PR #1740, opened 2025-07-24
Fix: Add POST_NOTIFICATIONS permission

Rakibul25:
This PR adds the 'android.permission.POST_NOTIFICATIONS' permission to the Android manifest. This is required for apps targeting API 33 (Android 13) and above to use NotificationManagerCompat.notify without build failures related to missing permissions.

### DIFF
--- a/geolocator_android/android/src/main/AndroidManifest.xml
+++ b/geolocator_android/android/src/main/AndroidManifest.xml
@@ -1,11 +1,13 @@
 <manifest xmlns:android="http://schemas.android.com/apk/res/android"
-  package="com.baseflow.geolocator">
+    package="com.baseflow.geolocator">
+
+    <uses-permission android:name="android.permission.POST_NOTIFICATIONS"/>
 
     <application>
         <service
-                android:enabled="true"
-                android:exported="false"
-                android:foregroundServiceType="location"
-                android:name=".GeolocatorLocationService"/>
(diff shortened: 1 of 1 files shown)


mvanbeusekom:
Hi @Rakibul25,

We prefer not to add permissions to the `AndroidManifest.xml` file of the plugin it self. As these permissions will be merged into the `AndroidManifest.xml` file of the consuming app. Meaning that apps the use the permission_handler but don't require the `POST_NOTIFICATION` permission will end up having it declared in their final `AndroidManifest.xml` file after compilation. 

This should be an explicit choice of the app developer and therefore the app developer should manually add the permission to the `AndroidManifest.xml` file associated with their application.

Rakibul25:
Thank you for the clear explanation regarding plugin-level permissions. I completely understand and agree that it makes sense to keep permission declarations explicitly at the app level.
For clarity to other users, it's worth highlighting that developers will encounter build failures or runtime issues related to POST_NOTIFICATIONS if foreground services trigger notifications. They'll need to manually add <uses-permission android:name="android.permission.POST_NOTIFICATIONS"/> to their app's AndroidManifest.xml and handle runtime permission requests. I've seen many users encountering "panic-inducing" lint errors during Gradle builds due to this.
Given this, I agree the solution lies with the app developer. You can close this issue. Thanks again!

---

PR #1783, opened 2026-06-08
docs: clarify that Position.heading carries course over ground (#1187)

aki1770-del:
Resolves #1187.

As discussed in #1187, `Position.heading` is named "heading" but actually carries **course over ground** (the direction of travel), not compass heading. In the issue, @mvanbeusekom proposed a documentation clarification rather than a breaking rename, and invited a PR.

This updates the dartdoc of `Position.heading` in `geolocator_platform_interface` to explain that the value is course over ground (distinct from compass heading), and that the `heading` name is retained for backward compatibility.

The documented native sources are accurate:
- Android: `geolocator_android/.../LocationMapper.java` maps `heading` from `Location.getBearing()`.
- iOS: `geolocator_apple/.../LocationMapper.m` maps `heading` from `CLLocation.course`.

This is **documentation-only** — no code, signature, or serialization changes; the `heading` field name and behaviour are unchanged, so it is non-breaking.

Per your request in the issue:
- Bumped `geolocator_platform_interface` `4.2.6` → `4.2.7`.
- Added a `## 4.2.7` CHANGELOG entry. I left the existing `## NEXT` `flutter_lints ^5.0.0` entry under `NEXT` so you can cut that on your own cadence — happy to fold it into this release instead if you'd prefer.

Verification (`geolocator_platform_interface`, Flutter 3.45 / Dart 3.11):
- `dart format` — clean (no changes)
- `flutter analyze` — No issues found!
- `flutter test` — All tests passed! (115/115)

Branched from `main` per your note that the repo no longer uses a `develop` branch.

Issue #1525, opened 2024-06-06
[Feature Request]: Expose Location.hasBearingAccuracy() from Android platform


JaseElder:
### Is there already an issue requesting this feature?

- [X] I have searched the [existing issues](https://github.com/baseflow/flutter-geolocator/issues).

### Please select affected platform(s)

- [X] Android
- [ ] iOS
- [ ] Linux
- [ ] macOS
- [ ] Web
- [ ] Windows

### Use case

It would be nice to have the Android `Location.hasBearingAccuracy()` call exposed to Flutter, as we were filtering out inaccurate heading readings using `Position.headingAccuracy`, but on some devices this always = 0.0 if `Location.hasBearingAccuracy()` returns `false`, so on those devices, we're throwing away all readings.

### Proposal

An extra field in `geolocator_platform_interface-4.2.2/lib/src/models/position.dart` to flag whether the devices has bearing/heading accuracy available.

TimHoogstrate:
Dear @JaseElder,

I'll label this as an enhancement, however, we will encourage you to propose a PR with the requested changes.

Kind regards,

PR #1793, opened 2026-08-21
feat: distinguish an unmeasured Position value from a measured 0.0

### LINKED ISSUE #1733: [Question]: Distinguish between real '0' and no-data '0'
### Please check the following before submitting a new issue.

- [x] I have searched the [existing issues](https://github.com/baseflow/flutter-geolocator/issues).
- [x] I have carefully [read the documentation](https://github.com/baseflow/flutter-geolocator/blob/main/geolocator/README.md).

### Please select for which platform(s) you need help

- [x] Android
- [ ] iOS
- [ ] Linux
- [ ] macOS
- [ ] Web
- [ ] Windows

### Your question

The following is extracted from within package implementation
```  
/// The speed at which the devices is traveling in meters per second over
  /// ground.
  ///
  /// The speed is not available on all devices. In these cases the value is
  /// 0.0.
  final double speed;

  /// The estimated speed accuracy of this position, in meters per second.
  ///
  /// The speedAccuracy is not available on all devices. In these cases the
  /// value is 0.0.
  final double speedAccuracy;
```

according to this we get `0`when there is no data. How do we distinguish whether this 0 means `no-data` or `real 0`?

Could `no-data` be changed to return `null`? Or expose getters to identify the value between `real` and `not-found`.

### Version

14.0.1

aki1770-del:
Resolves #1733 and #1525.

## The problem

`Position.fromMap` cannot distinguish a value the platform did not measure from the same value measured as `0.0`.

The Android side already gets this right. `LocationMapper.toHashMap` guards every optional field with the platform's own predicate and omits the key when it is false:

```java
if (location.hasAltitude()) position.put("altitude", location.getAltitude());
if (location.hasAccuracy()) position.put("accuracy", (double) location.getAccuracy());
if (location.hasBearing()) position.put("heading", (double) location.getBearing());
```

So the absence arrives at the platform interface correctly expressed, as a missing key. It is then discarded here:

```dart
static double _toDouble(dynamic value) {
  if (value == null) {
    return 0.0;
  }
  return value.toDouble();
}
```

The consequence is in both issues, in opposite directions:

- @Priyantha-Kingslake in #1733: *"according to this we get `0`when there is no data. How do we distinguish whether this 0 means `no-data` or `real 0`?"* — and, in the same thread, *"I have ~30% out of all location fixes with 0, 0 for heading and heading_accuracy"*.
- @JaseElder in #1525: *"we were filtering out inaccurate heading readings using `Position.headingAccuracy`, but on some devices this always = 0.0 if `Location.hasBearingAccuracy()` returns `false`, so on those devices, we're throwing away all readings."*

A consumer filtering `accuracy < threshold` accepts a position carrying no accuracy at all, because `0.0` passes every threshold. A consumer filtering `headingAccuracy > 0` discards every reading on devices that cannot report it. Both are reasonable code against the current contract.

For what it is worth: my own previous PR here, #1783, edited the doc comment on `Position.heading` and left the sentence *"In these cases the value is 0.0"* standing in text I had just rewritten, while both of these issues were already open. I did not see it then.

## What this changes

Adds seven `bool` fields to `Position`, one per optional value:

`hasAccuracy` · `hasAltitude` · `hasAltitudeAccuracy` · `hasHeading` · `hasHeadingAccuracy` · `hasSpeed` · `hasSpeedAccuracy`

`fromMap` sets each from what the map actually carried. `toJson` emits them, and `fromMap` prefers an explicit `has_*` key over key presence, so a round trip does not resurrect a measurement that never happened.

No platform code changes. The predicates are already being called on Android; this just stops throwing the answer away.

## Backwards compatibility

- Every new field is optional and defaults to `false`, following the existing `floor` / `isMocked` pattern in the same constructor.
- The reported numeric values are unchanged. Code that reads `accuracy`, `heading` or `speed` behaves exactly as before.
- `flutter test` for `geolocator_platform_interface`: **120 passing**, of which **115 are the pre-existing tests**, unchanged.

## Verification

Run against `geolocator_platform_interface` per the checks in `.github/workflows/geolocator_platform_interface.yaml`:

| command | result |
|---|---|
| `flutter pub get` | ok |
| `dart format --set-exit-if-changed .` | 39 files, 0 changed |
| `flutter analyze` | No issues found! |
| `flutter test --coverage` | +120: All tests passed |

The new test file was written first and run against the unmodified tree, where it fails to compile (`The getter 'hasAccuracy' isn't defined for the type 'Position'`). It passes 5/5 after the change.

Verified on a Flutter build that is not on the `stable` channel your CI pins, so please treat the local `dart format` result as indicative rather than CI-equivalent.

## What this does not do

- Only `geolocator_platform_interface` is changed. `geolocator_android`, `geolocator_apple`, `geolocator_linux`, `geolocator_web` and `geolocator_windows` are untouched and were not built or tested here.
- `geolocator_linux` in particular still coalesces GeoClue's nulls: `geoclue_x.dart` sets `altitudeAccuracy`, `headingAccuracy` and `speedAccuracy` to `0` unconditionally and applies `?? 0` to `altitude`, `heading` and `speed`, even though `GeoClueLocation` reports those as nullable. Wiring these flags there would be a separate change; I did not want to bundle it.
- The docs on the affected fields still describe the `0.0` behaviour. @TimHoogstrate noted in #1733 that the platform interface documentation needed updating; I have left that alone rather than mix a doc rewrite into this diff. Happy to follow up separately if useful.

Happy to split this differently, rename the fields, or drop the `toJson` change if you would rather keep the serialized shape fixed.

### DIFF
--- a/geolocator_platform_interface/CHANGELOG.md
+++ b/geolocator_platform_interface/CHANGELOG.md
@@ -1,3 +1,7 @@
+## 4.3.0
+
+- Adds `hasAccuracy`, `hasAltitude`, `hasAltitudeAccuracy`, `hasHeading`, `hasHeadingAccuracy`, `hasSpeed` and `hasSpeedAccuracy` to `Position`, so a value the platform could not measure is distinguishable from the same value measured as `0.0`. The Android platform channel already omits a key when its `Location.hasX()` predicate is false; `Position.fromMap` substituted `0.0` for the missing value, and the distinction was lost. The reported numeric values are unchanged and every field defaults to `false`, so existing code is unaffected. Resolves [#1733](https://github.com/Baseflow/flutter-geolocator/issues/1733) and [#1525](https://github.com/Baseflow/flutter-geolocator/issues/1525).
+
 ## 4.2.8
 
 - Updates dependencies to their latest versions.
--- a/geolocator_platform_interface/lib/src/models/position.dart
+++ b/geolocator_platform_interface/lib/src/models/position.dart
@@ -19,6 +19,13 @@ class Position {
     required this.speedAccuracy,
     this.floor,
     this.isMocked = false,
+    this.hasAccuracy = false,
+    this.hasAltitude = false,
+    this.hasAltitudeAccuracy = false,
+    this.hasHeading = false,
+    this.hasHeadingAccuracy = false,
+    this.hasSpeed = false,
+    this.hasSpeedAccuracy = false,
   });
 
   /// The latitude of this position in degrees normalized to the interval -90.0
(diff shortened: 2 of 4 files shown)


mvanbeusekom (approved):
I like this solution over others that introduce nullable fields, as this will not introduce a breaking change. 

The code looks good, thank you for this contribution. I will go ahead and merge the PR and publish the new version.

---

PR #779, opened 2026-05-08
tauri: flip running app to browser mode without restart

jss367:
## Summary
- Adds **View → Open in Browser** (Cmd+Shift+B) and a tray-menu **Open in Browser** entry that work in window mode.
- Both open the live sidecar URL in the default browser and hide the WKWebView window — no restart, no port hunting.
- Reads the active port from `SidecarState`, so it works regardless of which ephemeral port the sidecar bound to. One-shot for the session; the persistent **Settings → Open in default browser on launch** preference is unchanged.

• **The problem**
Return all lines in the entries above that carry the word "Verification".

• **Response box**
Verification (`geolocator_platform_interface`, Flutter 3.45 / Dart 3.11):
## Verification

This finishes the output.